**Instructions for the task**
Report every line of the data that includes "behavior".

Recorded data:
:::::

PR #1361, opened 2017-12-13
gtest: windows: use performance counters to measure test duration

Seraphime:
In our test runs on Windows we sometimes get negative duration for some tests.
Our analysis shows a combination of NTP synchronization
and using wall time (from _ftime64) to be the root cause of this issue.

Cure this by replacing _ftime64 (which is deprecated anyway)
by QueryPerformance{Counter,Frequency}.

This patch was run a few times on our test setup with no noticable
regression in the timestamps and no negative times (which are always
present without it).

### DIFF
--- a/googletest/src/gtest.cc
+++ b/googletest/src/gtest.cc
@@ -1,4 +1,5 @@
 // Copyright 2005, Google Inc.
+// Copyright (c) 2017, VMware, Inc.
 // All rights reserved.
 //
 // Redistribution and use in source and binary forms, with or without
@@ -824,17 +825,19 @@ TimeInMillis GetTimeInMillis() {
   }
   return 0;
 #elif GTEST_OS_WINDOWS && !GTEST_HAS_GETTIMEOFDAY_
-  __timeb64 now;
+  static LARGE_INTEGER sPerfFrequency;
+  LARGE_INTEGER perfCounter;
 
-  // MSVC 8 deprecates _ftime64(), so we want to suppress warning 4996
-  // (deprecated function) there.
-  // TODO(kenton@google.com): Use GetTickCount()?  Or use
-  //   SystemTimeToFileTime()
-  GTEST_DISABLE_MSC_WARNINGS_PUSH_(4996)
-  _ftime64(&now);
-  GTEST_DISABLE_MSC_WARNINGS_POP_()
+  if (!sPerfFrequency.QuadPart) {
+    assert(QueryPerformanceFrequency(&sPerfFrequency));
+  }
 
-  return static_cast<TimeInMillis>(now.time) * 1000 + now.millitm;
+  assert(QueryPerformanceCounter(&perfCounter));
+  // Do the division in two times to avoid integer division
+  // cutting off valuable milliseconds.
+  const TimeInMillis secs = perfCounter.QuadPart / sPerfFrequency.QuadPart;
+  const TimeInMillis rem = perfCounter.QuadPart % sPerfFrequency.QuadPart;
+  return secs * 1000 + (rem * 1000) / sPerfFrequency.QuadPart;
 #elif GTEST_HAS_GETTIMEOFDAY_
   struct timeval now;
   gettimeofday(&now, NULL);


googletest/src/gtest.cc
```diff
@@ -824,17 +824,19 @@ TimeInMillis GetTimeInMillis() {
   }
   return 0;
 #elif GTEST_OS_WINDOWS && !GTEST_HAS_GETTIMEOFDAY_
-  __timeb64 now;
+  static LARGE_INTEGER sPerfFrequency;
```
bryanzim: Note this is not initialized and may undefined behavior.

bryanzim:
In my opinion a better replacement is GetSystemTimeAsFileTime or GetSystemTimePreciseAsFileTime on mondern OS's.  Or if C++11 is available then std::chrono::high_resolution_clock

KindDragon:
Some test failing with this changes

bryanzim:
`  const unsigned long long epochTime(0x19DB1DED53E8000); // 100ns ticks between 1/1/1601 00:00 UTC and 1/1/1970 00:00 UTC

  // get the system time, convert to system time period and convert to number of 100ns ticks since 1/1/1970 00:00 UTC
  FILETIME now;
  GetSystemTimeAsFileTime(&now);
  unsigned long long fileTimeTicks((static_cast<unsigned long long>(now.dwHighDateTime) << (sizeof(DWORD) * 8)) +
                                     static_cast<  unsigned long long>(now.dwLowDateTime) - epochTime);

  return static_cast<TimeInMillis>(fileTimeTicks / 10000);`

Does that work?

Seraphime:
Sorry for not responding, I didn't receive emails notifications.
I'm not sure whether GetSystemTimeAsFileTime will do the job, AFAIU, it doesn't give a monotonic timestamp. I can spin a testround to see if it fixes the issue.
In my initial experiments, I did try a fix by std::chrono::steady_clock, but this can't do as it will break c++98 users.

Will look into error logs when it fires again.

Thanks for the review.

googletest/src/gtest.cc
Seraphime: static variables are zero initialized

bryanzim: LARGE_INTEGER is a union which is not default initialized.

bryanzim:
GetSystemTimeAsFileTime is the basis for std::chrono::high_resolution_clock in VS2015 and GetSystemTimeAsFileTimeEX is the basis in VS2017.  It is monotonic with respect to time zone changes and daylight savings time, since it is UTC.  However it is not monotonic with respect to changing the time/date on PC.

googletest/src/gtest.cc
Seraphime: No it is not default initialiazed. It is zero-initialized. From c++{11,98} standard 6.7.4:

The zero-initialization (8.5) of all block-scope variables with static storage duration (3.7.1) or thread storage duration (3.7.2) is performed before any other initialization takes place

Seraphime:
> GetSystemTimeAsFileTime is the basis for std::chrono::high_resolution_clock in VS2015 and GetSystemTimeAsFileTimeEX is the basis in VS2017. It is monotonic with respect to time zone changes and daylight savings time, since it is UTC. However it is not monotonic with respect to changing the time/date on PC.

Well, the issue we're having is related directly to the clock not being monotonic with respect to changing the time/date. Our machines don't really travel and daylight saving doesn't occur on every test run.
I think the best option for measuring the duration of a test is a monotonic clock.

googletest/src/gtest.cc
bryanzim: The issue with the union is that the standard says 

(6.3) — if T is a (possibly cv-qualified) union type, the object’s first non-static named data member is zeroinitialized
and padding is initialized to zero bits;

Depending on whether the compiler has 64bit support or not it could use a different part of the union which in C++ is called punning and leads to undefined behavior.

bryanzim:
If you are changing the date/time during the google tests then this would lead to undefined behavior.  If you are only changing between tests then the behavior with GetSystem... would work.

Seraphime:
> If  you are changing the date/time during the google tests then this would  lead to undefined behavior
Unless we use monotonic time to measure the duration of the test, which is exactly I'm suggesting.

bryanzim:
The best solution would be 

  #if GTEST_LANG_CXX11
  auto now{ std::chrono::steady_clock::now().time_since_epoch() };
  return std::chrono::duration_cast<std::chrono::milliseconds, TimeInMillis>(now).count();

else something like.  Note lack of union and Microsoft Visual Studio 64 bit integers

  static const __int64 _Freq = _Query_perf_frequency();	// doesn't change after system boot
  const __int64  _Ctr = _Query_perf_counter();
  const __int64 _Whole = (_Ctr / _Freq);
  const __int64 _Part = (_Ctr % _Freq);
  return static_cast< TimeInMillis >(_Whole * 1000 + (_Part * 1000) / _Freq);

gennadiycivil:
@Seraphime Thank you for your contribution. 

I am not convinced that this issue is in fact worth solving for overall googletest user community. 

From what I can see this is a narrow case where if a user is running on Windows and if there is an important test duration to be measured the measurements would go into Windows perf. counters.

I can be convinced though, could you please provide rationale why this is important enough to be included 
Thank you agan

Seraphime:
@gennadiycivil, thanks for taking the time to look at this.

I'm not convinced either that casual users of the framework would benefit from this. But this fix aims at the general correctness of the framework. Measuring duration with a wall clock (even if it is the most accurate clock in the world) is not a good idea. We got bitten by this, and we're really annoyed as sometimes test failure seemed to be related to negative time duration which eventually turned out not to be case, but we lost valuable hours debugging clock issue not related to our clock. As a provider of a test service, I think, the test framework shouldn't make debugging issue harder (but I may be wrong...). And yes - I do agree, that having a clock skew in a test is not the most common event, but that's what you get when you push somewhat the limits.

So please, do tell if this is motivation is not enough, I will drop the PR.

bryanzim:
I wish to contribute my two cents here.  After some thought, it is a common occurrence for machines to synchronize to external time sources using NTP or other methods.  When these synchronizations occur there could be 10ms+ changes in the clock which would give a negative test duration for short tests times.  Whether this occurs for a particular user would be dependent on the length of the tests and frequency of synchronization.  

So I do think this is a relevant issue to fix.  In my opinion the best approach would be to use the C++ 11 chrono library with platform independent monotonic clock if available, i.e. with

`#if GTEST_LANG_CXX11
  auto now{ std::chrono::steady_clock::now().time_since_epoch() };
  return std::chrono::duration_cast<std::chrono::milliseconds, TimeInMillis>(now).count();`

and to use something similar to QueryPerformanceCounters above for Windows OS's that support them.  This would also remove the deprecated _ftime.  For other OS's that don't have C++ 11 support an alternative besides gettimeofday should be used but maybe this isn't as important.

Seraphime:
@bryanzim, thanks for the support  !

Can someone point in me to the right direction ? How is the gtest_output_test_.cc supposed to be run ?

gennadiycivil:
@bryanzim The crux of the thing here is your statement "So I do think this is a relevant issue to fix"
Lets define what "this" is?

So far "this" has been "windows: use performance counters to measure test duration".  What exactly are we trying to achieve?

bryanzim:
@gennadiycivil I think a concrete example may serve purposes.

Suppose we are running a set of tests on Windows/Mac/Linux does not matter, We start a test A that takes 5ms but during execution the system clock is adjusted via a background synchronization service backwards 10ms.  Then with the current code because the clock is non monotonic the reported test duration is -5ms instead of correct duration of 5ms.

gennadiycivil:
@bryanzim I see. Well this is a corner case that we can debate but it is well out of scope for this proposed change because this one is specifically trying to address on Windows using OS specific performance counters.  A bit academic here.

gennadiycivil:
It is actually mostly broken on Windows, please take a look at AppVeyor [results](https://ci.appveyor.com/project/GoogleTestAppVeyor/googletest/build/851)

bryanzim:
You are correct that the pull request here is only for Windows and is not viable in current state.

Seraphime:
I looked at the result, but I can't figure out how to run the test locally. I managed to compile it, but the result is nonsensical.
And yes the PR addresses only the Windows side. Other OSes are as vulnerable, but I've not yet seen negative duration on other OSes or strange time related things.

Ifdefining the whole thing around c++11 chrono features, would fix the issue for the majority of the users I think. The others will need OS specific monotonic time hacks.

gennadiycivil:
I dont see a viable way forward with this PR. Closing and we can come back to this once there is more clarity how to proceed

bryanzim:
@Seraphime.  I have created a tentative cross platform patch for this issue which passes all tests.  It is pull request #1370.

:::::

**Written reply**
bryanzim: Note this is not initialized and may undefined behavior.
Depending on whether the compiler has 64bit support or not it could use a different part of the union which in C++ is called punning and leads to undefined behavior.
If you are changing the date/time during the google tests then this would lead to undefined behavior.  If you are only changing between tests then the behavior with GetSystem... would work.
> If  you are changing the date/time during the google tests then this would  lead to undefined behavior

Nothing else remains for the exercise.